Home » IoT Embedded Systems » Featured Stories » Will 60GHz Be the Next 2.4GHz Wi-Fi?

Will 60GHz Be the Next 2.4GHz Wi-Fi?

Currently, the uncrowded 60GHz spectrum looks to greatly extend Wi-Fi if designers can meet challenges for inexpensive, small and low power modules.

By John Blyler, Editorial Director

One of the bright consumer stars at this year’s International CES was 4K Ultra-High Definition (UHD) televisions. While current implementations use wired connections, the support for 60GHz wireless is coming up fast. UHD includes 4K UHD (2160p) and 8K UHD (4320p), which are two digital video formats approved by the International Telecommunication Union (ITU). UHD video has four times the number of pixels as regular 1080p high definition (HD) for a much clearer picture for large-screen TVs. Most major panel vendors and content providers predict affordable products in the very near future, including Samsung, Sony, Warner Brothers and Disney.

Courtesy of Nitero

Courtesy of Nitero

Currently, 4K content is delivered using two wired formats, namely, HDMI and DisplayPort. But a few semiconductor vendors, like nVidia, Nitero, and Silicon Image, are offering chip sets that boast cable-quality wireless connectivity between 4K displays and sources. Equally important is the claim that these wireless connections will not be interfered by current Wi-Fi technology and will extend the reach of wireless network traffic.

What challenges will SoC engineers face when designing 4k wireless streaming applications using 60GHz technology? Will these devices play a part in the Internet-of-Things (IoT) market? What standards exist for 60GHz? These are some of the questions that I put to experts, including Sven Mesecke, Vice President of Marketing at Nitero; and Andre Bourdoux and Piet Wambacq, Principal Scientists at Imec. What follows are portions of their responses. – JB

Blyler: What challenges will SoC designers face with 4K wireless streaming using 60GHz technology?

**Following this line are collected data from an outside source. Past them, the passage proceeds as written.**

PR #554, opened 2022-11-18
[CMS-1033] Update CONTRIBUTING.md

jspellman814:


CONTRIBUTING.md
```diff
@@ -19,10 +23,12 @@ Note that dependencies are installed via Composer and the `vendor` directory is
...
-5. Wait for CI to build and push a new tag.
-6. Confirm that the necessary assets are present in the newly created tag, and test on a WP install if desired.
-7. Publish a new release using the latest tag. Publishing a release will kick off `wordpress-plugin-deploy.yml` and release the plugin to wp.org. If you do not want a tag to be publised to wp.org, do not publish a release from it.
\ No newline at end of file
+1. Update the Changelog with the latest changes.
+1. Create a PR against the `main` branch.
+1. After all tests pass and you have received approval from a CODEOWNER (including resolving any merge conflicts), merge the PR into `main`.
+1. [Check the _Build and Tag_ action](https://github.com/pantheon-systems/solr-power/actions/workflows/build-tag.yml): a new tag named with the version number should've been created. It should contain all the built assets.
+1. Create a [new release](https://github.com/pantheon-systems/solr-power/releases/new), naming the release with the new version number, and targeting the tag created in the previous step. Paste the release changelog from `CHANGELOG.md` into the body of the release and include a link to the closed issues if applicable.
```
jazzsequence, line 32: Can we automate the Release step, too?

jazzsequence (approved):
LGTM if it all works as advertised! :shipit:

CONTRIBUTING.md
greg-1-anderson: I wrote a [simple release script](https://github.com/consolidation/self-update/blob/main/scripts/release) a while back that might be useful.

jspellman814: There are also quite a few GH Actions available to automate Releases (this one, for example, https://github.com/marketplace/actions/automatic-releases), we'd just need to determine _when_ we'd like a release to be automated (e.g. every time a tag is created). I like the current workflow proposal because it gives us a little more control on when a release it published, but open to suggestions!

Issue #566, opened 2023-01-05
Divide by zero warning when posting a query


threeiem:
There is an assumption that there is more than one post to calculate posts_per_page in `class-solrpower-wp-query.php`.  This results in a warning.

```txt
PHP Warning:  Division by zero in /code/wp/wp-content/plugins/solr-power/includes/class-solrpower-wp-query.php on line 246
```

scottbuscemi:
This has been fixed in today's 2.5.1 release, thank you for reporting!

PR #567, opened 2023-01-06
[CMSP-42] Fixed issue with empty/zero value for posts_per_page.

threeiem:
* Set posts_per_page to default to 1 if not set
* Some whitespace changes

Fixes: #566


namespacebrian:
Tracking internally as CMS-1185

Mesecke from Nitero: 60GHz prefers to have antenna with the RF. As a result, antenna placement within a device is a bit more tedious. A laptop can have the module resident in the base/keyboard portion of the clamshell, while the antenna is positioned strategically throughout the display. 60GHz solutions that are mobile focused were designed with this in mind, but it’s fair to say that the lack of antenna placement options is a limitation. In the small form factor of a mobile device such as a smartphone however, designing to this challenge from the beginning, as Nitero did, is a benefit. In addition, the mobile solution translates well to recipients of 4K streams like displays, as the solution can be placed in an HDMI dongle or into the front face of the display itself. Beam forming takes care of the rest.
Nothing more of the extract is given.